## WHAT YOU ARE ASKED TO DO
Lift out, unaltered, the lines of the material below between the line holding "PR #293, opened 2018-03-31" and the line holding "-; check: function", counting both.

## DATASET EXTRACT
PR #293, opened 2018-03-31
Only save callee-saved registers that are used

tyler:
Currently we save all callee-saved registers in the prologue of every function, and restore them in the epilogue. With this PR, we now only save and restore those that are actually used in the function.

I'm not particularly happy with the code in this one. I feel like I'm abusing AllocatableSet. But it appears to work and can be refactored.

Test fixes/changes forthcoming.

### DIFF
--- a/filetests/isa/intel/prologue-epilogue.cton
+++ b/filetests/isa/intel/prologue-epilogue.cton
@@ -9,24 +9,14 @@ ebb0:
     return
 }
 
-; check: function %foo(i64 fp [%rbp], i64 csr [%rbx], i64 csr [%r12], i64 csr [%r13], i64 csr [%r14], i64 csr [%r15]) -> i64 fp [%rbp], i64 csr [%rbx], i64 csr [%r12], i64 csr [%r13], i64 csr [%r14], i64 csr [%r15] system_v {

---

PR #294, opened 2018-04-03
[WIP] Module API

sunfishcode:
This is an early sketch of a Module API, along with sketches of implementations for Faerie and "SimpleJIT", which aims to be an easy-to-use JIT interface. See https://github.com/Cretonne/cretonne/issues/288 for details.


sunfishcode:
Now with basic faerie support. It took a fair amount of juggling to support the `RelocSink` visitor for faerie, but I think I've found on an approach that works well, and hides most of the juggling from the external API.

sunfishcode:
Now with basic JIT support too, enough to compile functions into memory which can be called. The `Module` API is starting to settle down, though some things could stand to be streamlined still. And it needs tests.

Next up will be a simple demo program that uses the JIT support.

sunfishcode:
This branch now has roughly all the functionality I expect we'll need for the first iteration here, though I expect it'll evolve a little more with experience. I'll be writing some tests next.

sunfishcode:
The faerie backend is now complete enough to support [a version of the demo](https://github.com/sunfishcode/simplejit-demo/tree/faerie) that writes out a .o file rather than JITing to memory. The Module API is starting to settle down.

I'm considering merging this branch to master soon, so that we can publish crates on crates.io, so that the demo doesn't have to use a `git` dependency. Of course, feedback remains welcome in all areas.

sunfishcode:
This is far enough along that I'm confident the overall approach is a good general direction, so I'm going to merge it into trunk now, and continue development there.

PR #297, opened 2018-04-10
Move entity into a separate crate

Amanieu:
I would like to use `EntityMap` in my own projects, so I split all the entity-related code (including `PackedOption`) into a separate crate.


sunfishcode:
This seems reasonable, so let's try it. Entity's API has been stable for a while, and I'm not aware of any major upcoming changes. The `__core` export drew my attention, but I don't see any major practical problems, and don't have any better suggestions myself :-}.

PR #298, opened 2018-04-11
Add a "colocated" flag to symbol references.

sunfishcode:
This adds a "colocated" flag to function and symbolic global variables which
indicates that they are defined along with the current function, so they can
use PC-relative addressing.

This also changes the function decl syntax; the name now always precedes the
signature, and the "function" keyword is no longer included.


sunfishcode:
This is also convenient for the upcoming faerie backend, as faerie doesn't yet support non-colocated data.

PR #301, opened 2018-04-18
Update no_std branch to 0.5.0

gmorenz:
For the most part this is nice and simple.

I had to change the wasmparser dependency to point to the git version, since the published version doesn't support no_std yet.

...

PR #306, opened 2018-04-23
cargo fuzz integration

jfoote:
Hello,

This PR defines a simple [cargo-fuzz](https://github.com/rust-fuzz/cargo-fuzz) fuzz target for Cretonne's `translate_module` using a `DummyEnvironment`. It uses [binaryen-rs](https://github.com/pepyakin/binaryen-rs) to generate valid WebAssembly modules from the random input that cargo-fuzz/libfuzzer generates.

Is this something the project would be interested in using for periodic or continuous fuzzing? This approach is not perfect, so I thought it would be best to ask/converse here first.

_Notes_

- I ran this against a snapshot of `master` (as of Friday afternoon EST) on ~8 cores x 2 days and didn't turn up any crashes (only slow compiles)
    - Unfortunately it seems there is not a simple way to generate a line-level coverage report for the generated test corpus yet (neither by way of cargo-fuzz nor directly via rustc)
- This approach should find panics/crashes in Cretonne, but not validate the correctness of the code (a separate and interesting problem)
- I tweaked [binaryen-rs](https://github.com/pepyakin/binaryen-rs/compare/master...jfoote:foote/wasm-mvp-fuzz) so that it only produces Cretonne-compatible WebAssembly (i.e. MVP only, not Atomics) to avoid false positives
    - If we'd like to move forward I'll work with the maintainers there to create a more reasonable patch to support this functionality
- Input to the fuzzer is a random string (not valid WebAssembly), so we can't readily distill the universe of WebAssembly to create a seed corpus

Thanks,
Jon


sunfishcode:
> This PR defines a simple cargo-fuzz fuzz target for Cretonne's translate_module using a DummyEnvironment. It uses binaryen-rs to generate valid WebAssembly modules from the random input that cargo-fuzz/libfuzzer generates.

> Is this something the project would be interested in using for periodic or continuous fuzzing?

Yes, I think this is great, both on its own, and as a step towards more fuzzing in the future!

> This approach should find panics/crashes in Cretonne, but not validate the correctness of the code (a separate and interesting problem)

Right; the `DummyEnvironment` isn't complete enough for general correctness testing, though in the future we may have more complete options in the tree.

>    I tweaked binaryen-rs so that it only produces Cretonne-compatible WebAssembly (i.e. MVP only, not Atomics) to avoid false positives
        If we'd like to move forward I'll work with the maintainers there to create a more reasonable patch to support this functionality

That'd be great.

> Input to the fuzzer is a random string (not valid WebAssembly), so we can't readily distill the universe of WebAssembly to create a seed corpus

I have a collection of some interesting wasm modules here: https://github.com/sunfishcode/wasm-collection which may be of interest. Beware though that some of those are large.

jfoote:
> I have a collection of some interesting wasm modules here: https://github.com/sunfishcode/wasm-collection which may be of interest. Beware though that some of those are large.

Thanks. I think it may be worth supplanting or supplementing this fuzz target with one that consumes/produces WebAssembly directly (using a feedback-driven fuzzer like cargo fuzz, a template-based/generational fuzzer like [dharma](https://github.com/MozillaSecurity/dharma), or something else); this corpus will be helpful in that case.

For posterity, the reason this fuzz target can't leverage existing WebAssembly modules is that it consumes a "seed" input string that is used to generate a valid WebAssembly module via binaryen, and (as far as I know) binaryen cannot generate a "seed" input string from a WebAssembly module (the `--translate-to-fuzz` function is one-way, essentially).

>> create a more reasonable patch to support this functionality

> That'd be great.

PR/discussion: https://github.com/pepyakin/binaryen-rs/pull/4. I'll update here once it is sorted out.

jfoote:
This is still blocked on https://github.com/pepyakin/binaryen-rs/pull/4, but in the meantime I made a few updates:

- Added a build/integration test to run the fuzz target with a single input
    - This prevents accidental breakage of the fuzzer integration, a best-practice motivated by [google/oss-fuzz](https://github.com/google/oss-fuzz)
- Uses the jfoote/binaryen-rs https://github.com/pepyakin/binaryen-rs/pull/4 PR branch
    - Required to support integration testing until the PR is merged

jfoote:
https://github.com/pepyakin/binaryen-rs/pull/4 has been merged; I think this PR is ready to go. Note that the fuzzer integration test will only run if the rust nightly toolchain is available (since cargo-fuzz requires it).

## RESULT OF THE TASK
PR #293, opened 2018-03-31
Only save callee-saved registers that are used

tyler:
Currently we save all callee-saved registers in the prologue of every function, and restore them in the epilogue. With this PR, we now only save and restore those that are actually used in the function.

I'm not particularly happy with the code in this one. I feel like I'm abusing AllocatableSet. But it appears to work and can be refactored.

Test fixes/changes forthcoming.

### DIFF
--- a/filetests/isa/intel/prologue-epilogue.cton
+++ b/filetests/isa/intel/prologue-epilogue.cton
@@ -9,24 +9,14 @@ ebb0:
     return
 }
 
-; check: function %foo(i64 fp [%rbp], i64 csr [%rbx], i64 csr [%r12], i64 csr [%r13], i64 csr [%r14], i64 csr [%r15]) -> i64 fp [%rbp], i64 csr [%rbx], i64 csr [%r12], i64 csr [%r13], i64 csr [%r14], i64 csr [%r15] system_v {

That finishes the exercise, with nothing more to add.